Ford lässt Schicht ausfallen

Bei Audi stockt die Produktion im Werk Brüssel, weil Mitarbeiter aus Sorge um den Virenschutz die Arbeit vorübergehend niedergelegt haben. Die Bedenken seien in Gesprächen zwischen Gewerkschaftsvertretern und Management ausgeräumt worden, sagte ein Sprecher. Unabhängig davon kämpft Audi in Brüssel seit Monaten mit Nachschubproblemen bei Batteriekomponenten für seinen Vorzeige-Elektrowagen E-Tron. An allen übrigen Audi-Standorten laufe die Produktion normal.

Bei BMW gab es keine Produktionseinschränkungen. "Es gibt derzeit keine Auswirkungen auf die Versorgungssicherheit in unserer Lieferkette", teilte der Münchner Autobauer mit. Die Frage von Kurzarbeit stelle sich für BMW derzeit nicht. Daimler äußerte sich zunächst nicht.

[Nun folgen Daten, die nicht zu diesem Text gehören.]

PR #139, opened 2023-06-07
fixing dropping of secondary cidr blocks on first apply of VPC

nishant221:
Issue https://github.com/aws-controllers-k8s/community/issues/1816

Description of changes:
Added the fix for a bug where Secondary VPC CIDR blocks are getting dropped in the first apply of VPC resource.

### DIFF
--- a/apis/v1alpha1/ack-generate-metadata.yaml
+++ b/apis/v1alpha1/ack-generate-metadata.yaml
@@ -1,9 +1,9 @@
 ack_generate_info:
-  build_date: "2023-06-14T17:05:27Z"
-  build_hash: e04fca8e1fa32e988ff4dd9425d758ecc8a2a178
-  go_version: go1.20.3
-  version: v0.26.1-6-ge04fca8
-api_directory_checksum: a930caa16911411d04c5e7c14b27e077993d93a1
+  build_date: "2023-06-17T15:45:55Z"
+  build_hash: e9b68590da73ce9143ba1e4361cebdc1d876c81e
+  go_version: go1.19
+  version: v0.26.1-7-ge9b6859
+api_directory_checksum: 9452be5c34acba71fcd740b2acf4d053f2eb221b
 api_version: v1alpha1
 aws_sdk_go_version: v1.44.93
 generator_config_info:
--- a/pkg/resource/vpc/hooks.go
+++ b/pkg/resource/vpc/hooks.go
@@ -18,7 +18,6 @@ import (
 
 	svcapitypes "github.com/aws-controllers-k8s/ec2-controller/apis/v1alpha1"
 	ackcompare "github.com/aws-controllers-k8s/runtime/pkg/compare"
-	ackerr "github.com/aws-controllers-k8s/runtime/pkg/errors"
 	ackrtlog "github.com/aws-controllers-k8s/runtime/pkg/runtime/log"
 	svcsdk "github.com/aws/aws-sdk-go/service/ec2"
 )
@@ -173,9 +172,11 @@ func (rm *resourceManager) syncCIDRBlocks(
 	latestCIDRs := latest.ko.Spec.CIDRBlocks
 	latestCIDRStates := latest.ko.Status.CIDRBlockAssociationSet
 	toAddCIDRs, toDeleteCIDRs := computeStringPDifference(desiredCIDRs, latestCIDRs)
+	cidrblockassociationset := []*svcapitypes.VPCCIDRBlockAssociation{}
 
 	// extract associationID for the DisassociateVpcCidr request
 	for _, cidr := range toDeleteCIDRs {
+
 		input := &svcsdk.DisassociateVpcCidrBlockInput{}
 		for _, cidrAssociation := range latestCIDRStates {
 			if *cidr == *cidrAssociation.CIDRBlock {
@@ -185,6 +186,8 @@ func (rm *resourceManager) syncCIDRBlocks(
 				if err != nil {
 					return err
 				}
+			} else {
+				cidrblockassociationset = append(cidrblockassociationset, cidrAssociation)
 			}
 		}
 	}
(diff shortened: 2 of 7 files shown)


LikithaVemulapalli:
Hello @nishant221, we don't generally add code in `sdk.go` manually, you need to re-generate the controller. We follow the pattern of adding [templates/hooks](https://github.com/aws-controllers-k8s/ec2-controller/tree/main/templates/hooks/vpc ) to include code in `sdk`. You need to figure out if these changes needs to be added in the end or after create, and include them in the respective file. In general we will be calling these files in [`generator.yaml`](https://github.com/aws-controllers-k8s/ec2-controller/blob/5d460dbad24e44a11e80a693fbd61d498820476b/generator.yaml#L592) and when we run `make build-controller SERVICE=ec2` from code-generator, changes will be included in sdk file.

nishant221:
@LikithaVemulapalli  Thanks for the feedback/review . Will make the required changes and update the PR.

nishant221:
Hi @LikithaVemulapalli ,

As per the suggestion, tried making the required changes. Kindly have a look.
Thanks

apis/v1alpha1/ack-generate-metadata.yaml
```diff
@@ -1,8 +1,8 @@
 ack_generate_info:
-  build_date: "2023-05-15T23:06:36Z"
-  build_hash: 8f3ba427974fd6e769926778d54834eaee3b81a3
+  build_date: "2023-06-08T05:23:27Z"
+  build_hash: 6542e04cc357215c91df94e747e3d412fb26df97
   go_version: go1.19
-  version: v0.26.1
+  version: 6542e04-dirty
```
LikithaVemulapalli, line 5: This version seems incorrect! There shouldn't be any dirty tagged along with the version, could you please revert your `GOPROXY` changes if made and try regenerating the code.

LikithaVemulapalli (commented):
Could you also include a simple e2e test to validate this scenario, Thanks :)

apis/v1alpha1/ack-generate-metadata.yaml
RedbackThomson: I think the issue here might also be that you need to fetch the tags. Try `git fetch --tags` in the `code-generator` repository

RedbackThomson (commented):
This is excellent! Thank you for taking the time to work on this.

There are still 2 cases that I think we might need to support:
- What happens when a user updates the list of CIDR blocks? Do we need to remove the old associations and add the new ones?
- What happens when we delete the VPC altogether? Do we need to take any actions to delete the CIDR blocks before doing anything else?

apis/v1alpha1/ack-generate-metadata.yaml
nishant221: Regenerated the code. Now the `version` is not getting tagged with `-dirty` .

@RedbackThomson  Thanks for the suggestion. It was fixed by doing both `git fetch --all --tags` and `git update-index --refresh`.

nishant221:
@RedbackThomson  Thanks for the suggestions/review .


> What happens when a user updates the list of CIDR blocks? Do we need to remove the old associations and add the new ones?

As described in the issue description (https://github.com/aws-controllers-k8s/community/issues/1816 ) , the functionality (or updates) are working fine with object reapply. Hence, I believe no changes are needed with updates.
 
> What happens when we delete the VPC altogether? Do we need to take any actions to delete the CIDR blocks before doing anything else?
Deleting the VPC does not require any additional action to be taken.

LikithaVemulapalli:
discussed offline, adding `ok-to-test` label to see if the tests pass

RedbackThomson:
I have a hunch that if someone removes this secondary CIDR block from the list, that it won't be properly disassociated. That is because we are never calling [`DisassociateVpcCidrBlock`](https://docs.aws.amazon.com/sdk-for-go/api/service/ec2/#EC2.DisassociateVpcCidrBlock) in the hook code update logic. 

Would you mind adding a test for this condition (after creating the resource, remove a CIDR block and check the resource with boto3)?

nishant221:
@RedbackThomson I think [DisassociateVpcCidrBlock](https://docs.aws.amazon.com/sdk-for-go/api/service/ec2/#EC2.DisassociateVpcCidrBlock) is getting called [here](https://github.com/aws-controllers-k8s/ec2-controller/blob/main/pkg/resource/vpc/hooks.go#L182) via [syncCIDRBlocks](https://github.com/aws-controllers-k8s/ec2-controller/blob/main/pkg/resource/vpc/hooks.go#L256) .

The reason why it's not updating the AWS VPC resource is a small bug in  [computeStringPDifference function] (https://github.com/aws-controllers-k8s/ec2-controller/pull/139/files#diff-8e9c68bc9772730bc1c3837f6adeefebab8a5752e52088e9a7138ae123a52f3cR152). Added the fix the PR.

Also, added an additional test as suggested. E2E test seems to be passing. Kindly have a look.

Thanks

pkg/resource/vpc/hooks.go
```diff
@@ -258,6 +259,50 @@ func (rm *resourceManager) customUpdateVPC(
 		}
 	}
 
+	// CidrBlockAssociationSet needs to be updated in the Status
```
RedbackThomson, line 262: See my comments below - but these new lines shouldn't be necessary if we re-use `syncCIDRBlocks`

pkg/resource/vpc/hooks.go
```diff
@@ -428,3 +473,48 @@ func updateTagSpecificationsInCreateRequest(r *resource,
 		input.TagSpecifications = []*svcsdk.TagSpecification{&desiredTagSpecs}
 	}
 }
+
+func (rm *resourceManager) attachSecondaryCidrBlocks(ctx context.Context, desired *resource,
```
RedbackThomson, line 477: This code is essentially duplicating the logic already inside `syncCIDRBlocks` - except it uses a `CreateVpcOutput` rather than the resource status. I believe `sdk_create_post_set_output` hook code can call `syncCIDRBlocks` directly. We do the same thing for [S3 `Bucket`](https://github.com/aws-controllers-k8s/s3-controller/blob/main/pkg/resource/bucket/hook.go#L57)

I do see that you are using the response from this SDK call to set the `CidrBlockAssociation` struct, though, and I think this is preferable to calling `DescribeVpcs` again (since it doesn't require additional API calls). We don't have this logic in the body of `syncCIDRBlocks`, so it would be great if you could move that into there.

RedbackThomson (changes requested):

pkg/resource/vpc/hooks.go
nishant221: @RedbackThomson Updated the PR with the recommended changes.

RedbackThomson: I don't see a call to `syncCIDRBlocks` in any code paths coming off create. Could you please add logic within `sdk_create_post_set_output`?

nishant221: I have already added the logic within `sdk_create_post_set_output` 
https://github.com/aws-controllers-k8s/ec2-controller/pull/139/files#diff-533c8b725d5ee9f8fc14e5e3f070d31296017f0f5c6cd966a319219076948c97R5

pkg/resource/vpc/hooks.go
nishant221: modification done as suggested.

pkg/resource/vpc/hooks.go
RedbackThomson: Oh my bad, when I clicked around I didn't see it. Must have missed it

RedbackThomson (approved):

PR #142, opened 2023-06-21
Fix for Circular dependency while creating RouteTable and a VPCEndpoint

nishant221:
Issue: https://github.com/aws-controllers-k8s/community/issues/1817

Description of changes:
This is for fixing circular dependency bug while creating a new RouteTable and a VPCEndpoint. As per the changes in this PR, any route to `DestinationPrefixList` which is owned by "AWS" will be ignored while syncing routes and will be used as is.

Tested via following :

```
kind: VPC
metadata:
  name: circular-dependency-vpc
spec:
  cidrBlocks:
  - 10.10.0.0/16
  enableDNSSupport: True
  enableDNSHostnames: True
  tags:
    - key: Name
      value: circular-dependency-vpc
---
kind: RouteTable
metadata:
  name: circular-dependency-rtb
spec:
  routes:
    - destinationCIDRBlock: 0.0.0.0/0
      gatewayRef:
        from:
          name: circular-dependency-igw
  vpcRef:
    from:
      name: circular-dependency-vpc
---
kind: VPCEndpoint
metadata:
  name:  circular-dependency-vpc-endpoint-s3
spec:
  serviceName: com.amazonaws.us-west-2.s3
  vpcRef:
    from:
      name: circular-dependency-vpc
  routeTableRefs:
  - from:
      name: circular-dependency-rtb
  tags:
    - key: Name
      value:  circular-dependency-vpc-endpoint-s3
---
kind: InternetGateway
metadata:
  name: circular-dependency-igw
spec:
  vpcRef:
    from:
      name: circular-dependency-vpc
  tags:
    - key: "Adobe.Owner"
      value: "Ethos"
    - key: Name
      value: circular-dependency-igw
```

Status (before reconciliation i.e. before ACK synced from AWS actual resources):

```
$ kubectl get routetable circular-dependency-rtb -o json | jq .status.routeStatuses
[
  {
    "destinationCIDRBlock": "10.10.0.0/16",
    "gatewayID": "local",
    "origin": "CreateRouteTable",
    "state": "active"
  },
  {
    "destinationCIDRBlock": "0.0.0.0/0",
    "gatewayID": "igw-06d5825a3e9ba9dee",
    "origin": "CreateRoute",
    "state": "active"
  }
]
```

Status (after reconciliation i.e. after ACK synced from AWS actual resources):

```
[
  {
    "destinationCIDRBlock": "10.10.0.0/16",
    "gatewayID": "local",
    "origin": "CreateRouteTable",
    "state": "active"
  },
  {
    "destinationCIDRBlock": "0.0.0.0/0",
    "gatewayID": "igw-06d5825a3e9ba9dee",
    "origin": "CreateRoute",
    "state": "active"
  },
  {
    "destinationPrefixListID": "pl-68a54001",
    "gatewayID": "vpce-017f902c0d2c007e3",
    "origin": "CreateRoute",
    "state": "active"
  }
]
```

### DIFF
--- a/pkg/resource/route_table/hooks.go
+++ b/pkg/resource/route_table/hooks.go
@@ -21,6 +21,7 @@ import (
 	ackcompare "github.com/aws-controllers-k8s/runtime/pkg/compare"
 	ackrtlog "github.com/aws-controllers-k8s/runtime/pkg/runtime/log"
 	svcsdk "github.com/aws/aws-sdk-go/service/ec2"
+	"github.com/samber/lo"
 )
 
 const LocalRouteGateway = "local"
@@ -307,33 +308,41 @@ func (rm *resourceManager) excludeAwsRoute(
 	// Preparing a list of prefixIds from all the DestinationPrefixListIDs in Routes
 	// This is to prevent multiple AWS API calls of DescribeManagedPrefixLists
 
-	for _, route := range routes {
-		if route.DestinationPrefixListID != nil {
-			prefixListIds = append(prefixListIds, route.DestinationPrefixListID)
-		}
-	}
+	ret = lo.Reject(routes, func(route *svcapitypes.CreateRouteInput, index int) bool {
+		return route.DestinationPrefixListID != nil
+	})
+
+	prefix_list_routes := lo.Filter(routes, func(route *svcapitypes.CreateRouteInput, index int) bool {
+		return route.DestinationPrefixListID != nil
+	})
+
+	prefixListIds = lo.Map(prefix_list_routes, func(route *svcapitypes.CreateRouteInput, _ int) *string {
+		return route.DestinationPrefixListID
+
+	})
 
 	var resp *svcsdk.DescribeManagedPrefixListsOutput
-	awsMpl := map[string]struct{}{}
 	input := &svcsdk.DescribeManagedPrefixListsInput{}
 	input.PrefixListIds = prefixListIds
 	resp, _ = rm.sdkapi.DescribeManagedPrefixLists(input)
 	rm.metrics.RecordAPICall("READ_MANY", "DescribeManagedPrefixLists", nil)
 
-	for _, mpl := range resp.PrefixLists {
+	m := lo.FilterMap(resp.PrefixLists, func(mpl *svcsdk.ManagedPrefixList, _ int) (string, bool) {
 		if strings.EqualFold(*mpl.OwnerId, "AWS") {
-			awsMpl[*mpl.PrefixListId] = struct{}{}
+			return *mpl.PrefixListId, true
 		}
-	}
-	for _, route := range routes {
-		if route.DestinationPrefixListID != nil {
-			if _, found := awsMpl[*route.DestinationPrefixListID]; !found {
-				ret = append(ret, route)
-			}
-		} else {
-			ret = append(ret, route)
+		return "", false
+	})
+
+	filtered_routes := lo.FilterMap(prefix_list_routes, func(route *svcapitypes.CreateRouteInput, _ int) (*svcapitypes.CreateRouteInput, bool) {
+		found := lo.IndexOf(m, *route.DestinationPrefixListID)
+		if found == -1 {
+			return route, true
 		}
-	}
+		return nil, false
+	})
+	ret = append(ret, filtered_routes...)
+
 	return ret
 }
 
--- a/pkg/resource/route_table/hooks.go
+++ b/pkg/resource/route_table/hooks.go
@@ -45,8 +45,13 @@ func (rm *resourceManager) syncRoutes(
 	defer exit(err)
 	toAdd := []*svcapitypes.CreateRouteInput{}
 	toDelete := []*svcapitypes.CreateRouteInput{}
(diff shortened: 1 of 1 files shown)


pkg/resource/route_table/hooks.go
```diff
@@ -290,6 +298,45 @@ func removeLocalRoute(
...
+	}
+	for _, route := range routes {
+		if route.DestinationPrefixListID != nil {
+			if _, found := awsMpl[*route.DestinationPrefixListID]; !found {
+				ret = append(ret, route)
+			}
+		} else {
+			ret = append(ret, route)
+		}
+	}
```
RedbackThomson, line 336: nit: Is there some way we could make this simpler using the `lo.Filter` utility? https://github.com/samber/lo#filter

pkg/resource/route_table/hooks.go
```diff
@@ -290,6 +298,45 @@ func removeLocalRoute(
...
+	var prefixListIds []*string
+
+	// Preparing a list of prefixIds from all the DestinationPrefixListIDs in Routes
+	// This is to prevent multiple AWS API calls of DescribeManagedPrefixLists
+
+	for _, route := range routes {
+		if route.DestinationPrefixListID != nil {
+			prefixListIds = append(prefixListIds, route.DestinationPrefixListID)
+		}
+	}
```
RedbackThomson, line 314: nit: This can be replaced with a `lo.Map` - https://github.com/samber/lo#map

nishant221: @RedbackThomson Thanks for the review. This can be replaced with following but I think this will add complexity and with the use of additional library. Actually we have to create a `prefixListIds` first to club `DescribeManagedPrefixLists` AWS call into a single. Kindly suggest.



```
prefixListIds = lo.FilterMap(routes, func(route *svcapitypes.CreateRouteInput, _ int) (*string, bool) {
		if route.DestinationPrefixListID != nil {
			return route.DestinationPrefixListID, true
		}
		return nil, false
	})
```

pkg/resource/route_table/hooks.go
nishant221: Although it can be done (sample code below, haven't tested the below one though). As mentioned in other comment, we maybe adding complexity to the code if we use a new library here. Kindly have a look and suggest.

```
       ret = lo.Reject(routes, func(route *svcapitypes.CreateRouteInput, index int) bool {
		return route.DestinationPrefixListID != nil
	})

	prefix_list_routes := lo.Filter(routes, func(route *svcapitypes.CreateRouteInput, index int) bool {
		return route.DestinationPrefixListID != nil
	})

	prefixListIds = lo.Map(prefix_list_routes, func(route *svcapitypes.CreateRouteInput, _ int) *string {
		return route.DestinationPrefixListID

	})


	var resp *svcsdk.DescribeManagedPrefixListsOutput
	input := &svcsdk.DescribeManagedPrefixListsInput{}
	input.PrefixListIds = prefixListIds
	resp, _ = rm.sdkapi.DescribeManagedPrefixLists(input)
	rm.metrics.RecordAPICall("READ_MANY", "DescribeManagedPrefixLists", nil)


        m := lo.FilterMap(resp.PrefixLists, func(mpl *svcsdk.ManagedPrefixList, _ int) (string, bool) {
		if strings.EqualFold(*mpl.OwnerId, "AWS") {
			return *mpl.PrefixListId, true
		}
		return "", false
	})


        filtered_routes := lo.FilterMap(prefix_list_routes, func(route *svcapitypes.CreateRouteInput, _ int) (*svcapitypes.CreateRouteInput, bool) {
		found := lo.IndexOf(m, *route.DestinationPrefixListID)
		if found != -1 {
			return route, true
		}
		return nil, false
	})
	ret = append(ret, filtered_routes...)

	return ret


```

nishant221: As recommended, updated the code using "Io". Kindly have a look.
Thanks

pkg/resource/route_table/hooks.go
nishant221: As recommended, updated the code using "Io". Kindly have a look.
Thanks

nishant221:
@RedbackThomson As recommended, updated the code via "Io". kindly have a look.
Thanks

pkg/resource/route_table/hooks.go
```diff
@@ -290,6 +299,53 @@ func removeLocalRoute(
...
+	m := lo.FilterMap(resp.PrefixLists, func(mpl *svcsdk.ManagedPrefixList, _ int) (string, bool) {
+		if strings.EqualFold(*mpl.OwnerId, "AWS") {
+			return *mpl.PrefixListId, true
+		}
+		return "", false
+	})
+
+	filtered_routes := lo.FilterMap(prefix_list_routes, func(route *svcapitypes.CreateRouteInput, _ int) (*svcapitypes.CreateRouteInput, bool) {
+		found := lo.IndexOf(m, *route.DestinationPrefixListID)
+		if found == -1 {
```
RedbackThomson, line 339: super nit: We could use `lo.Contains` here. This does work, too.

RedbackThomson (approved):

PR #149, opened 2023-09-13
Add route table assocations to internet gateway

nnbu:
Issue # https://github.com/aws-controllers-k8s/community/issues/1892

Description of changes:
New custom field RouteTables is added to internetGateway CRD. Route Table to Internet Gateway association is done using AssociateRouteTable API call and association is removed using DisassociateRouteTable API call.


nnbu:
I have followed the same model that introduced [routeTables](https://github.com/aws-controllers-k8s/ec2-controller/blob/685cd7e0fec41dc0d7c9563f3e1c8e0a69a4c52d/apis/v1alpha1/subnet.go#L67) field in subnet spec.

a-hilaly (commented):
hold as we will release a new code gen version in the next few hours/days.
/ok-to-test
/hold

nnbu:
> hold as we will release a new code gen version in the next few hours/days. /ok-to-test /hold

Were you referencing this issue https://github.com/aws-controllers-k8s/community/issues/1893 ? Now that it is closed, do I need to generate the code again?

a-hilaly:
@nnbu yes, there is some rebase conflicts, ideally you should use `code-generator` 0.27.1, thank you!

nnbu:
@RedbackThomson Will you be reviewing this PR please? It is similar to the change you did for subnet to routeTable association.

pkg/resource/internet_gateway/hooks.go
```diff
@@ -281,3 +288,192 @@ func updateTagSpecificationsInCreateRequest(r *resource,
...
+		exit(err)
+	}(err)
+
+	existingRTs, err := rm.getRouteTableAssociations(ctx, latest)
+	if err != nil {
+		return err
+	}
+
+	toAdd := make([]*string, 0)
+	toDelete := make([]*svcsdk.RouteTableAssociation, 0)
```
a-hilaly, line 333: just for consistency can we make this array of string type? `make([]*string, 0)`

pkg/resource/internet_gateway/hooks.go
```diff
@@ -281,3 +288,192 @@ func updateTagSpecificationsInCreateRequest(r *resource,
...
+		exit(err)
+	}(err)
+
+	input := &svcsdk.DescribeRouteTablesInput{}
+
+	for {
+		resp, err := rm.sdkapi.DescribeRouteTablesWithContext(ctx, input)
+		if err != nil || resp == nil {
+			break
+		}
```
a-hilaly, line 436: I believe we should just return an error here. The break when `resp.NextToken == nil|""`  is enough

pkg/resource/internet_gateway/hooks.go
```diff
@@ -281,3 +288,192 @@ func updateTagSpecificationsInCreateRequest(r *resource,
...
+
+		rm.metrics.RecordAPICall("GET", "DescribeRouteTables", err)
+		for _, rt := range resp.RouteTables {
+			var assoc *svcsdk.RouteTableAssociation
```
a-hilaly, line 440:
```suggestion
			var rtAssociations *svcsdk.RouteTableAssociation
```

pkg/resource/internet_gateway/hooks.go
```diff
@@ -281,3 +288,192 @@ func updateTagSpecificationsInCreateRequest(r *resource,
...
+			// Find the association for the current internet gateway
+			for _, as := range rt.Associations {
+				if as.GatewayId == nil || res.ko.Status.InternetGatewayID == nil {
+					continue
+				}
+				if *as.GatewayId == *res.ko.Status.InternetGatewayID && *as.AssociationState.State == "associated" {
+					assoc = as
+					break
+				}
```
a-hilaly, line 449: Maybe just do the append here?

a-hilaly (commented):
Thank you @nnbu ! Left few comments in-line

pkg/resource/internet_gateway/hooks.go
nnbu: I could do that. However, I am using `svcsdk.RouteTableAssociation` to print Debug message with 2 fields 1. route table id and 2. association id. `*[]string` in case of toDelete would need to hold association id only.

In case of toAdd, `association` is not established yet. so, there is no association id to print.

I can still make the change and remove the debug statement, because printing association id without mentioning routing table id would be not much of a use.

pkg/resource/internet_gateway/hooks.go
nnbu: I am not fully sure, but if resp is nil ever (without err being nil), then the for loop at line 439 would crash while dereferencing `resp`.

test/e2e/tests/test_internet_gateway.py
```diff
@@ -249,4 +284,35 @@ def test_crud_tags(self, ec2_client, simple_internet_gateway):
         time.sleep(DELETE_WAIT_AFTER_SECONDS)
 
         # Check IGW no longer exists in AWS
-        ec2_validator.assert_internet_gateway(resource_id, exists=False)
\ No newline at end of file
+        ec2_validator.assert_internet_gateway(resource_id, exists=False)
+
+def simple_route_table(vpc_id: int):
```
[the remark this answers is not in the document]
nnbu: I did think about before copying over this function here. :) 
But this one is `simpler` route table that does not have additional entries associated with like. e.g. IGW_ID(internet gateway), DEST_CIDR_BLOCK  among others. 

https://github.com/aws-controllers-k8s/ec2-controller/blob/main/test/e2e/tests/test_route_table.py#L47C5-L49C1

It would need unnecessary functionality to create additional internet gateway while this test is testing internet gateway itself.

pkg/resource/internet_gateway/hooks.go
nnbu: done

pkg/resource/internet_gateway/hooks.go
nnbu: done

pkg/resource/internet_gateway/hooks.go
a-hilaly: I see what you did there. Good points.

test/e2e/tests/test_internet_gateway.py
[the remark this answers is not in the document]
a-hilaly: I see that you're having a separate resource file for this function, which make things ok! Great!

a-hilaly (approved):
Thank you very much sir! @nnbu 
/lgtm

Der US-Autobauer Ford lässt im Werk in Saarlouis eine Schicht ausfallen, weil viele Mitarbeiter aus der ostfranzösischen Region Elsass/Lothringen einpendeln, die als Coronavirus-Risikogebiet gilt. "Wir haben erstmal entschieden, dass wir die Kolleginnen und Kollegen 14 Tage zuhause lassen", sagte ein Sprecher. Experten rechnen damit, dass die Autonachfrage europaweit massiv sinken wird, weil in Zeiten von Corona kaum jemand an den Kauf eines neuen Fahrzeugs denkt.

In China fast alle Fabriken wieder offen

Die Situation in Europa steht in krassem Gegensatz zu der Produktion in China, wo 31 von 33 Fabriken wieder in Betrieb sind, nachdem sie wochenlang geschlossen waren, als die Coronavirus-Pandemie das Land erfasst hatte. Die VW-Verkäufe in Westeuropa sind im Februar um 3,5 Prozent auf 263.800 Fahrzeuge und in Zentral- und Osteuropa um 7 Prozent auf 56.900 Fahrzeuge zurückgegangen. Zu dieser Zeit hatte das Virus Italien noch nicht mit voller Wucht getroffen.

In China sind die Verkäufe von Volkswagen im Februar - auf dem Höhepunkt der Viruskrise - um 74 Prozent auf 60.900 Fahrzeuge eingebrochen, 234.400 Einheiten waren im Jahr zuvor in diesem Monat verkauft worden.